_EXERCISE GOAL:_
Write out all of the lines below, exactly and completely.

══ DATASET RECORDS ══

PR #1314, opened 2022-07-29
Update Lowdefy App Schema concept page.

StephanieJKS:
Closes ~#ISSUE_NUMBER~

Makes changes to the Lowdefy App Schema concept page. These changes are made to generally improve the page, and make it more relevant to v4.

## Checklist

- [ ] Tests added


packages/docs/concepts/lowdefy-schema.yaml
```diff
@@ -53,9 +53,10 @@ _ref:
             - `pages: object[]`: An array of page objects.
 
             Pages are made up of blocks. Blocks have the following basic schema:
-            - `id: string`: __Required__ - A unique identifier for a block.
-            - `type: string`: __Required__ - This is the block type identifier and defines what block to used.
-            - `properties: object`: All the settings passed to a block component.
+            - `id: string`: __Required__ - An identifier for a block.
```
SamTolmay, line 56: Block id is no longer required

packages/docs/concepts/lowdefy-schema.yaml
```diff
@@ -80,21 +81,19 @@ _ref:
             The config object has the following properties:
 
             - `basePath: string`: Set the base path to serve the Lowdefy application from. This will route all pages under `https://example.com/<base-path>/<page-id>` instead of the default `https://example.com/<page-id>`. The basePath value must start with "/".
-            - `homePageId: string`: The pageId of the page that should be loaded when a user loads the app without a pageId in the url route. This is the page that is loaded when you navigate to `yourdomain.com`.
+            - `homePageId: string`: The id of the page that will load when a visitor navigates to the home route, for example, `yourdomain.com`.
```
SamTolmay, line 84: I think the "for example, `yourdomain.com`." part might be a bit misleading, which is why the original explanation is so verbose. This is specifically if the user navigates to `example.com` or `example.com/`, not `example.com/page-id`.

packages/docs/concepts/lowdefy-schema.yaml
```diff
@@ -80,21 +81,19 @@ _ref:
...
 
             ## Connections
 
-            In a Lowdefy app you can integrate with other services like API's or databases using `connections` and `requests`. Connections configure the connection settings to the service, and often contain parameters like connection strings, urls and secrets such as passwords or API keys. Requests are used to interact with the connection, for example inserting a data record, executing a query or calling a API end-point.
+            In a Lowdefy app you can integrate with other services like API's or databases using `connections` and `requests`. Use connections to configure the settings to a service, for example, settings such as urls, authentication config or [`secrets`](/secrets) like passwords or API keys. Requests use connections to send and receive data from external services, for example, inserting a data record or executing a query on a database, or simply calling an API end-point.
```
SamTolmay, line 96: This is nice.

Maybe the 
"settings such as urls, authentication config or [`secrets`](/secrets) like passwords or API keys." can be change to "settings such as urls or [`secrets`](/secrets) like passwords or API keys." since the authentication config is a little redundent and i thing the other two are clear enough.

SamTolmay, line 96: We can maybe do something a little better than 
"send and receive data from external services,"
To me this is more specific actions with the external service API, so i like the word "interactions" there. The request id the part of the connection that does the work. With custom plugins this can become quite complicated as well, you could write a whole piece of code that executes business logic there.

I guess it all boils down to sending and receiving data, but I don't think that captures the full idea

SamTolmay: Some requests like sending an email or processing a payment with Stripe might not feel like "sending data" to general users.

packages/docs/concepts/lowdefy-schema.yaml
```diff
@@ -104,21 +103,21 @@ _ref:
 
             ## Menus
 
-            Menu objects are objects with links to pages. They are filtered to only show pages that the user is authorized to see and are used by blocks such as `PageSiderMenu` to render the links in the menu. If no menus are provided, a default menu is created, with links to all of the defined pages, and with their pageIds as menu item titles.
+            Menu objects describe links to pages, within the app or external. Menu lists are filtered to only show pages that the user is authorized to see as a result of public, private or [role based access controlled (RBAC)](/roles) pages. Blocks such as `PageSiderMenu` render menu links and by default if no menu defined, a default menu is created, containing links to all pages defined in the app.
```
SamTolmay, line 106: This is nice.

I would split the default menu sentance to a new sentance:
`render menu links. If no menu is defined, a default menu is created, containing links to all pages defined in the app.`

packages/docs/concepts/lowdefy-schema.yaml
```diff
@@ -157,11 +154,9 @@ _ref:
                 blocks:
                   - id: content_card
                     type: Card
+                    properties:
```
SamTolmay, line 157: In the example description we say we are going to add a title block. We should probably just adjust that sentance

packages/docs/concepts/lowdefy-schema.yaml
```diff
@@ -273,15 +264,17 @@ _ref:
 
             ## References and templates
 
-            References are used to split the configuration of an app into logically distinct files, and to reuse configuration in the app. References can be used almost anywhere in the configuration, as long as the configuration remains valid YAML.
+            References are used to split the configuration of an app into logically distinct files, and to reuse configuration in the app. Configuration is primarily split up for two reasons, to improve readability or for reusability, for example, when used as templates. References can be used anywhere in the configuration, as long as the configuration resolves to comply with the Lowdefy app schema.
```
SamTolmay, line 267: When using references there are the following cases:
- Just splitting out the config for readabilty and code navigation
- Splitting out a piece of config because you want to use the exact same config in multiple places (code reuse level 1)
- Using a ref with variables so you can have a shared piece of config with some dynamic variables (code reuse level 2)
- Using an njk file which allows for much more complicated things - this is an advanced feature and easily overused (code reuse level 3).
- Using transformers - even more compplicated than njk files - should be used if justified like building config from a JSONSchema file (code reuse level 4).

I think the current explanation does not elaborate on the level 1 and 2 enough, and it feels like we jump directly to nunjucks templates. I also don't know if `templates` is the right word for level 1 and 2 code reuse, becuase of the confusion with nunjucks.

SamTolmay (commented):
Very nice, these changes really help with readability.

packages/docs/concepts/lowdefy-schema.yaml
StephanieJKS: Should we go into more detail on that here or on the References and Templates concept page?

packages/docs/concepts/lowdefy-schema.yaml
StephanieJKS: Change made in 386463869c78c494c05636e1e435419c96917b02 
Tried to get a bit more of a balance between the two versions.

packages/docs/concepts/lowdefy-schema.yaml
StephanieJKS: Change made in 386463869c78c494c05636e1e435419c96917b02

StephanieJKS: Not sure if changing "send and receive data from external services" to "interact with external services" is better here. That's the current change that I have made in the latest commit. Let me know if you have better ideas.

Change made in 386463869c78c494c05636e1e435419c96917b02

packages/docs/concepts/lowdefy-schema.yaml
StephanieJKS: This definitely reads better.
Change made in 386463869c78c494c05636e1e435419c96917b02

packages/docs/concepts/lowdefy-schema.yaml
StephanieJKS: I have changed up the example description. Let me know what you think and if it can be improved or should be worded differently.
Change made in 386463869c78c494c05636e1e435419c96917b02

packages/docs/concepts/lowdefy-schema.yaml
Gervwyk: I like the breakdown @SamTolmay. I'd consider listing this description on both pages? It's important to know it exists, and can be hard to come to this realization when you are building apps. We're also not making it easy since the same tool / named thing can be used to solve all these probelms.

packages/docs/concepts/lowdefy-schema.yaml
StephanieJKS: Change made in https://github.com/lowdefy/lowdefy/commit/386463869c78c494c05636e1e435419c96917b02

packages/docs/concepts/lowdefy-schema.yaml
StephanieJKS: Made some changes to this section in 5837c29b0e95dd7432b8f4c6d314179c9aaf1428

Gervwyk (approved):

packages/docs/concepts/lowdefy-schema.yaml
StephanieJKS: > Made some changes to this section in [5837c29](https://github.com/lowdefy/lowdefy/commit/5837c29b0e95dd7432b8f4c6d314179c9aaf1428)

Made the same changes in 1ee298ee370bac30e1189237d5cf9ccb69a5fac3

═══

_EXERCISE SOLUTION:_
PR #1314, opened 2022-07-29
Update Lowdefy App Schema concept page.

StephanieJKS:
Closes ~#ISSUE_NUMBER~

Makes changes to the Lowdefy App Schema concept page. These changes are made to generally improve the page, and make it more relevant to v4.

## Checklist

- [ ] Tests added


packages/docs/concepts/lowdefy-schema.yaml
```diff
@@ -53,9 +53,10 @@ _ref:
             - `pages: object[]`: An array of page objects.
 
             Pages are made up of blocks. Blocks have the following basic schema:
-            - `id: string`: __Required__ - A unique identifier for a block.
-            - `type: string`: __Required__ - This is the block type identifier and defines what block to used.
-            - `properties: object`: All the settings passed to a block component.
+            - `id: string`: __Required__ - An identifier for a block.
```
SamTolmay, line 56: Block id is no longer required

packages/docs/concepts/lowdefy-schema.yaml
```diff
@@ -80,21 +81,19 @@ _ref:
             The config object has the following properties:
 
             - `basePath: string`: Set the base path to serve the Lowdefy application from. This will route all pages under `https://example.com/<base-path>/<page-id>` instead of the default `https://example.com/<page-id>`. The basePath value must start with "/".
-            - `homePageId: string`: The pageId of the page that should be loaded when a user loads the app without a pageId in the url route. This is the page that is loaded when you navigate to `yourdomain.com`.
+            - `homePageId: string`: The id of the page that will load when a visitor navigates to the home route, for example, `yourdomain.com`.
```
SamTolmay, line 84: I think the "for example, `yourdomain.com`." part might be a bit misleading, which is why the original explanation is so verbose. This is specifically if the user navigates to `example.com` or `example.com/`, not `example.com/page-id`.

packages/docs/concepts/lowdefy-schema.yaml
```diff
@@ -80,21 +81,19 @@ _ref:
...
 
             ## Connections
 
-            In a Lowdefy app you can integrate with other services like API's or databases using `connections` and `requests`. Connections configure the connection settings to the service, and often contain parameters like connection strings, urls and secrets such as passwords or API keys. Requests are used to interact with the connection, for example inserting a data record, executing a query or calling a API end-point.
+            In a Lowdefy app you can integrate with other services like API's or databases using `connections` and `requests`. Use connections to configure the settings to a service, for example, settings such as urls, authentication config or [`secrets`](/secrets) like passwords or API keys. Requests use connections to send and receive data from external services, for example, inserting a data record or executing a query on a database, or simply calling an API end-point.
```
SamTolmay, line 96: This is nice.

Maybe the 
"settings such as urls, authentication config or [`secrets`](/secrets) like passwords or API keys." can be change to "settings such as urls or [`secrets`](/secrets) like passwords or API keys." since the authentication config is a little redundent and i thing the other two are clear enough.

SamTolmay, line 96: We can maybe do something a little better than 
"send and receive data from external services,"
To me this is more specific actions with the external service API, so i like the word "interactions" there. The request id the part of the connection that does the work. With custom plugins this can become quite complicated as well, you could write a whole piece of code that executes business logic there.

I guess it all boils down to sending and receiving data, but I don't think that captures the full idea

SamTolmay: Some requests like sending an email or processing a payment with Stripe might not feel like "sending data" to general users.

packages/docs/concepts/lowdefy-schema.yaml
```diff
@@ -104,21 +103,21 @@ _ref:
 
             ## Menus
 
-            Menu objects are objects with links to pages. They are filtered to only show pages that the user is authorized to see and are used by blocks such as `PageSiderMenu` to render the links in the menu. If no menus are provided, a default menu is created, with links to all of the defined pages, and with their pageIds as menu item titles.
+            Menu objects describe links to pages, within the app or external. Menu lists are filtered to only show pages that the user is authorized to see as a result of public, private or [role based access controlled (RBAC)](/roles) pages. Blocks such as `PageSiderMenu` render menu links and by default if no menu defined, a default menu is created, containing links to all pages defined in the app.
```
SamTolmay, line 106: This is nice.

I would split the default menu sentance to a new sentance:
`render menu links. If no menu is defined, a default menu is created, containing links to all pages defined in the app.`

packages/docs/concepts/lowdefy-schema.yaml
```diff
@@ -157,11 +154,9 @@ _ref:
                 blocks:
                   - id: content_card
                     type: Card
+                    properties:
```
SamTolmay, line 157: In the example description we say we are going to add a title block. We should probably just adjust that sentance

packages/docs/concepts/lowdefy-schema.yaml
```diff
@@ -273,15 +264,17 @@ _ref:
 
             ## References and templates
 
-            References are used to split the configuration of an app into logically distinct files, and to reuse configuration in the app. References can be used almost anywhere in the configuration, as long as the configuration remains valid YAML.
+            References are used to split the configuration of an app into logically distinct files, and to reuse configuration in the app. Configuration is primarily split up for two reasons, to improve readability or for reusability, for example, when used as templates. References can be used anywhere in the configuration, as long as the configuration resolves to comply with the Lowdefy app schema.
```
SamTolmay, line 267: When using references there are the following cases:
- Just splitting out the config for readabilty and code navigation
- Splitting out a piece of config because you want to use the exact same config in multiple places (code reuse level 1)
- Using a ref with variables so you can have a shared piece of config with some dynamic variables (code reuse level 2)
- Using an njk file which allows for much more complicated things - this is an advanced feature and easily overused (code reuse level 3).
- Using transformers - even more compplicated than njk files - should be used if justified like building config from a JSONSchema file (code reuse level 4).

I think the current explanation does not elaborate on the level 1 and 2 enough, and it feels like we jump directly to nunjucks templates. I also don't know if `templates` is the right word for level 1 and 2 code reuse, becuase of the confusion with nunjucks.

SamTolmay (commented):
Very nice, these changes really help with readability.

packages/docs/concepts/lowdefy-schema.yaml
StephanieJKS: Should we go into more detail on that here or on the References and Templates concept page?

packages/docs/concepts/lowdefy-schema.yaml
StephanieJKS: Change made in 386463869c78c494c05636e1e435419c96917b02 
Tried to get a bit more of a balance between the two versions.

packages/docs/concepts/lowdefy-schema.yaml
StephanieJKS: Change made in 386463869c78c494c05636e1e435419c96917b02

StephanieJKS: Not sure if changing "send and receive data from external services" to "interact with external services" is better here. That's the current change that I have made in the latest commit. Let me know if you have better ideas.

Change made in 386463869c78c494c05636e1e435419c96917b02

packages/docs/concepts/lowdefy-schema.yaml
StephanieJKS: This definitely reads better.
Change made in 386463869c78c494c05636e1e435419c96917b02

packages/docs/concepts/lowdefy-schema.yaml
StephanieJKS: I have changed up the example description. Let me know what you think and if it can be improved or should be worded differently.
Change made in 386463869c78c494c05636e1e435419c96917b02

packages/docs/concepts/lowdefy-schema.yaml
Gervwyk: I like the breakdown @SamTolmay. I'd consider listing this description on both pages? It's important to know it exists, and can be hard to come to this realization when you are building apps. We're also not making it easy since the same tool / named thing can be used to solve all these probelms.

packages/docs/concepts/lowdefy-schema.yaml
StephanieJKS: Change made in https://github.com/lowdefy/lowdefy/commit/386463869c78c494c05636e1e435419c96917b02

packages/docs/concepts/lowdefy-schema.yaml
StephanieJKS: Made some changes to this section in 5837c29b0e95dd7432b8f4c6d314179c9aaf1428

Gervwyk (approved):

packages/docs/concepts/lowdefy-schema.yaml
StephanieJKS: > Made some changes to this section in [5837c29](https://github.com/lowdefy/lowdefy/commit/5837c29b0e95dd7432b8f4c6d314179c9aaf1428)

Made the same changes in 1ee298ee370bac30e1189237d5cf9ccb69a5fac3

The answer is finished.